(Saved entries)
#####
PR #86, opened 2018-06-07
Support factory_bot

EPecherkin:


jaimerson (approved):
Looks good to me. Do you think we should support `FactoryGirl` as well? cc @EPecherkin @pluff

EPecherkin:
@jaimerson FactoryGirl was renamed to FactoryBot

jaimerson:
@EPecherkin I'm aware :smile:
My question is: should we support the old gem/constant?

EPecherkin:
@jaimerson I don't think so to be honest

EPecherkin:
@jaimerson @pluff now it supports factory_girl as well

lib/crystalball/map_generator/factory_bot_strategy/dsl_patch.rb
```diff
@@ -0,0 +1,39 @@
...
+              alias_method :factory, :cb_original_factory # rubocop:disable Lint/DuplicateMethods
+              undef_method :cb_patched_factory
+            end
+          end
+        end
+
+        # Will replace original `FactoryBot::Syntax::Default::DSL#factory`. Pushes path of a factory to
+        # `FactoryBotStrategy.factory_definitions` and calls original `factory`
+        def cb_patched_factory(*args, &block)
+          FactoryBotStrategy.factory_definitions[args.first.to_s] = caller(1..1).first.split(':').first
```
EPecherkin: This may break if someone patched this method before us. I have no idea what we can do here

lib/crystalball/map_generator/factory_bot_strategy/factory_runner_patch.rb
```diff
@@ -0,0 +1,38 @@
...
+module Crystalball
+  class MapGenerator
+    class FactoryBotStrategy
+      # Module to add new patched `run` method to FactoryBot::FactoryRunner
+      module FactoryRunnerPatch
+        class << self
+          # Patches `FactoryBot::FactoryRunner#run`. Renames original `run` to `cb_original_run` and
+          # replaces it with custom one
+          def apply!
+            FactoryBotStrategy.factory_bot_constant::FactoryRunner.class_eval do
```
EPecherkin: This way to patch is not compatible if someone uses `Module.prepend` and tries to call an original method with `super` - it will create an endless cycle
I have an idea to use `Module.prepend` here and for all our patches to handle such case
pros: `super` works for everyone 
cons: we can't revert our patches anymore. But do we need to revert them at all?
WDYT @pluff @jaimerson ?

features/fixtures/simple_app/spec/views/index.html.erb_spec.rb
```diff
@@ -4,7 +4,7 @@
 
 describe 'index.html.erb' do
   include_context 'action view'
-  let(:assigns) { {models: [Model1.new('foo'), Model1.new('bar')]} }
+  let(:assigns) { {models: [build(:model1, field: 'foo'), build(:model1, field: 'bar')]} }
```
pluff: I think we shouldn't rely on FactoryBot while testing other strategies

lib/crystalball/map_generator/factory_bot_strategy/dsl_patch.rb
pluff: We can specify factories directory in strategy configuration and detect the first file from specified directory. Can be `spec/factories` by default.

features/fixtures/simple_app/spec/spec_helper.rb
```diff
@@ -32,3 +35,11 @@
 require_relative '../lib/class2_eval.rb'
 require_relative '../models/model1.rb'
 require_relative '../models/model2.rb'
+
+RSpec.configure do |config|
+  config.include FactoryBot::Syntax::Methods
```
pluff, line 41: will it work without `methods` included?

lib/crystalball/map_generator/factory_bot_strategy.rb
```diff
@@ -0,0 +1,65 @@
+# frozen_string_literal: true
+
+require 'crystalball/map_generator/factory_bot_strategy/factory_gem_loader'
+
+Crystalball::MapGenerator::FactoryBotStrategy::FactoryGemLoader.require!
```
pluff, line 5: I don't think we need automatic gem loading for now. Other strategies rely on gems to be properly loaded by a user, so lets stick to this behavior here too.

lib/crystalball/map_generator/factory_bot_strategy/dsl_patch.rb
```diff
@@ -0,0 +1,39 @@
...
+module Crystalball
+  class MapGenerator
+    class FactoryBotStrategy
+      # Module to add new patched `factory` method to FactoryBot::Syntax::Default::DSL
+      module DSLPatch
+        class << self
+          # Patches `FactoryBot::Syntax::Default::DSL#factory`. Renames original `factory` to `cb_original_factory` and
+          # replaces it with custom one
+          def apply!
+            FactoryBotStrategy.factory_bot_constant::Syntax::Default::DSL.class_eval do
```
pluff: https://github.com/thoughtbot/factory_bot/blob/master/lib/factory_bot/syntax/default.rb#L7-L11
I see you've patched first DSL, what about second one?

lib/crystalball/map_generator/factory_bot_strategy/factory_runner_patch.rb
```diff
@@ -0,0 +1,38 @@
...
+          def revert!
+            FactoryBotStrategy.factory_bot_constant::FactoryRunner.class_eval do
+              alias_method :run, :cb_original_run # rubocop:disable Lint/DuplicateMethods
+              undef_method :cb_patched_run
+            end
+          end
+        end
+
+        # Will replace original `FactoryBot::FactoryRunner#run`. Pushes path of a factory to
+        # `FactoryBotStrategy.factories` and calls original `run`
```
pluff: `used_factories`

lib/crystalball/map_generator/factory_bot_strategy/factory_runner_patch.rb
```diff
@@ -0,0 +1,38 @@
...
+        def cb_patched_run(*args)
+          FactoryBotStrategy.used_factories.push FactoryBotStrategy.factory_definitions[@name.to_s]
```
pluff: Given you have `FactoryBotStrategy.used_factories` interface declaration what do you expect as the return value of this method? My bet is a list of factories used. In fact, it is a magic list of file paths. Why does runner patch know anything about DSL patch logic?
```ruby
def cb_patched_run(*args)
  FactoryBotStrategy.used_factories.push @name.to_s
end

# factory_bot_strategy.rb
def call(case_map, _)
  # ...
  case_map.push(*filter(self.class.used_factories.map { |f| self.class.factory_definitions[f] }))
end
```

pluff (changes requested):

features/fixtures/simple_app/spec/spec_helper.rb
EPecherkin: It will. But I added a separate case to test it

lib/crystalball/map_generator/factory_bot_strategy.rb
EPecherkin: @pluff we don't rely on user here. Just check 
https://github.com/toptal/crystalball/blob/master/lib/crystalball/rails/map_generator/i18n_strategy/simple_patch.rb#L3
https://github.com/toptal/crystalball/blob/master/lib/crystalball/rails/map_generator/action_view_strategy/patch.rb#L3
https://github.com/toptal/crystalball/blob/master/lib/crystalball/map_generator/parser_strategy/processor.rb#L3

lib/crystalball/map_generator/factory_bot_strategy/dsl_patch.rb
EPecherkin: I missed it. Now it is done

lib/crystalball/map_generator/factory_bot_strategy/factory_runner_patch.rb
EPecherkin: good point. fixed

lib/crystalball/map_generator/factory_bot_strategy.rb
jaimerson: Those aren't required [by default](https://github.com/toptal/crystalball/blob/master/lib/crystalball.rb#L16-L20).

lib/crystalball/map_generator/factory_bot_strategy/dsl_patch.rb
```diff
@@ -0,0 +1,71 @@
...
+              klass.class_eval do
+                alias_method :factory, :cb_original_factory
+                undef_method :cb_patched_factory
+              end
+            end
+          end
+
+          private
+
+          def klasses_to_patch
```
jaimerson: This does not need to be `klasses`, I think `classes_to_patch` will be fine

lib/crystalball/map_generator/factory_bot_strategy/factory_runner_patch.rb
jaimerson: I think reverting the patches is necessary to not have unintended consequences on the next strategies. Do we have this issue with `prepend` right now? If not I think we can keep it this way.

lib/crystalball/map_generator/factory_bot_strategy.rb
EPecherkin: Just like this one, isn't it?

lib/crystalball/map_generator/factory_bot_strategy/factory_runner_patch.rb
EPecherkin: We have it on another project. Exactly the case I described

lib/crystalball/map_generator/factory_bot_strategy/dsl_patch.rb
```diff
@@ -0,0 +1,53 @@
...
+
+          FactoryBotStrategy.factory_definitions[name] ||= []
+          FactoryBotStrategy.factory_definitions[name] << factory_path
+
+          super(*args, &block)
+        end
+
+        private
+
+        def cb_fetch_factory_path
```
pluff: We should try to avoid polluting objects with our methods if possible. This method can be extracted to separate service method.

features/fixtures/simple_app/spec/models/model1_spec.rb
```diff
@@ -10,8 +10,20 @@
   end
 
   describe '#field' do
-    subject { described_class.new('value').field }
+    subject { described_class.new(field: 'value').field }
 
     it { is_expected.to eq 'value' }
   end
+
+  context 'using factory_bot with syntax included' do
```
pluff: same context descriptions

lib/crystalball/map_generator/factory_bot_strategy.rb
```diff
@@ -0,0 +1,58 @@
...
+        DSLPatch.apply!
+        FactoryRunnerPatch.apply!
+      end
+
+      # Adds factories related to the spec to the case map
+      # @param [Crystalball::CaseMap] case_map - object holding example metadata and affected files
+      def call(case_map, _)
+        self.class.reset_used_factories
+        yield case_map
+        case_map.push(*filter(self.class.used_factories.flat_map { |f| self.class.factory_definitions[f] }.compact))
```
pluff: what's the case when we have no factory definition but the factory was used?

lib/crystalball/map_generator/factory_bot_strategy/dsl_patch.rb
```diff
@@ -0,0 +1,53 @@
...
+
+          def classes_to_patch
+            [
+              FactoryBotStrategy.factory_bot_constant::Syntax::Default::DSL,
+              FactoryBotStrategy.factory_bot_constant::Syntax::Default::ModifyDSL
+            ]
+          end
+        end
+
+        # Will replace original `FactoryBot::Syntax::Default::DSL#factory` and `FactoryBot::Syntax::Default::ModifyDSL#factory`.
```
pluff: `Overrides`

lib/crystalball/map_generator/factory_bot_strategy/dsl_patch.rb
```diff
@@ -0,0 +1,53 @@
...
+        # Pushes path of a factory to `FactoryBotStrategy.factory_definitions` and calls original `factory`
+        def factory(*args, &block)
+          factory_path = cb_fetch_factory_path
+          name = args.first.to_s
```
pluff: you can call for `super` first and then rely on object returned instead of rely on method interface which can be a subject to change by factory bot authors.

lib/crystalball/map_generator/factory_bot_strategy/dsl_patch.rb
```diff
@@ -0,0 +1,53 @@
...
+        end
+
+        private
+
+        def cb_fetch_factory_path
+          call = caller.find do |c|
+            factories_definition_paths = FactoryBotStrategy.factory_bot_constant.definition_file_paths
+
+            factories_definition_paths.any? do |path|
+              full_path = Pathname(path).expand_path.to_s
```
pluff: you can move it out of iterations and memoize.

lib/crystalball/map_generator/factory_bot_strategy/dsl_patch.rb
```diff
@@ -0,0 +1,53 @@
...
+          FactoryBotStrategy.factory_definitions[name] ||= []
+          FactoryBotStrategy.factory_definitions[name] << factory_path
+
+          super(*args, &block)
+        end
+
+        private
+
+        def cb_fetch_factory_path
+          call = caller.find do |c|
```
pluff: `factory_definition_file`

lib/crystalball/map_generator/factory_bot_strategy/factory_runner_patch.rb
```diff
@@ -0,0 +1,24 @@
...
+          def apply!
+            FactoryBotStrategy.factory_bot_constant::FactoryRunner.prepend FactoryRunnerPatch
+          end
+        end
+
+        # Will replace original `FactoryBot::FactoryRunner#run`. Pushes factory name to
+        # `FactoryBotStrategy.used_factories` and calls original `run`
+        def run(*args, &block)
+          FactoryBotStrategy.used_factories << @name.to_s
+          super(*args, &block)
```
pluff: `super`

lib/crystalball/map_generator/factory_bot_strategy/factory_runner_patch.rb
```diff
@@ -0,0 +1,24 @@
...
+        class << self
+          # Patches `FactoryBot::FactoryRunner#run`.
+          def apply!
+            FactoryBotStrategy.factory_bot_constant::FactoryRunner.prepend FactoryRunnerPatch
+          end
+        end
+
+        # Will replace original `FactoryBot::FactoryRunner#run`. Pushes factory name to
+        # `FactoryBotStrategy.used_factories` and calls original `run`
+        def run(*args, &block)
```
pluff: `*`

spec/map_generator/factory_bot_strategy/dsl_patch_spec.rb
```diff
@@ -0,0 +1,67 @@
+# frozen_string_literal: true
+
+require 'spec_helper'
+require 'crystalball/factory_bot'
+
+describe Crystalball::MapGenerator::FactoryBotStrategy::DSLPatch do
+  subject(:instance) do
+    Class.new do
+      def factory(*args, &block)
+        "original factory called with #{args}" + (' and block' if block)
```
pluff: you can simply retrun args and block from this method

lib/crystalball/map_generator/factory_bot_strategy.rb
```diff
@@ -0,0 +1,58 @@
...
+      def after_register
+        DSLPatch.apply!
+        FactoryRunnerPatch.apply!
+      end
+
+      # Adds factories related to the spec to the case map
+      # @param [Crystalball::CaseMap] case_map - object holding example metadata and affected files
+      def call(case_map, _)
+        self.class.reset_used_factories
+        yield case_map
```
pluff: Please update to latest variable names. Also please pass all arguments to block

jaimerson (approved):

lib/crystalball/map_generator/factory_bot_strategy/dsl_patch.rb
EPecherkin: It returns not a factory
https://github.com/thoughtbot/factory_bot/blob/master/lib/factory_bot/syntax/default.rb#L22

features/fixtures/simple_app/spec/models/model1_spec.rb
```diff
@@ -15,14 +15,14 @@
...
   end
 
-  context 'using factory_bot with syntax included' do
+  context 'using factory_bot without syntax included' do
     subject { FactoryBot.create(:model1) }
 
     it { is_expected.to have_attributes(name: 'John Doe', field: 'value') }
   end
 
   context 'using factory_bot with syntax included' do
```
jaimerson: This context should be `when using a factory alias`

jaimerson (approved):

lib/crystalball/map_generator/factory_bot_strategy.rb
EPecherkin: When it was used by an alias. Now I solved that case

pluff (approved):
#####
=== Exercise directions ===
Tell how many lines in the data hold the string "models", giving the number by itself.

=== Task result ===
6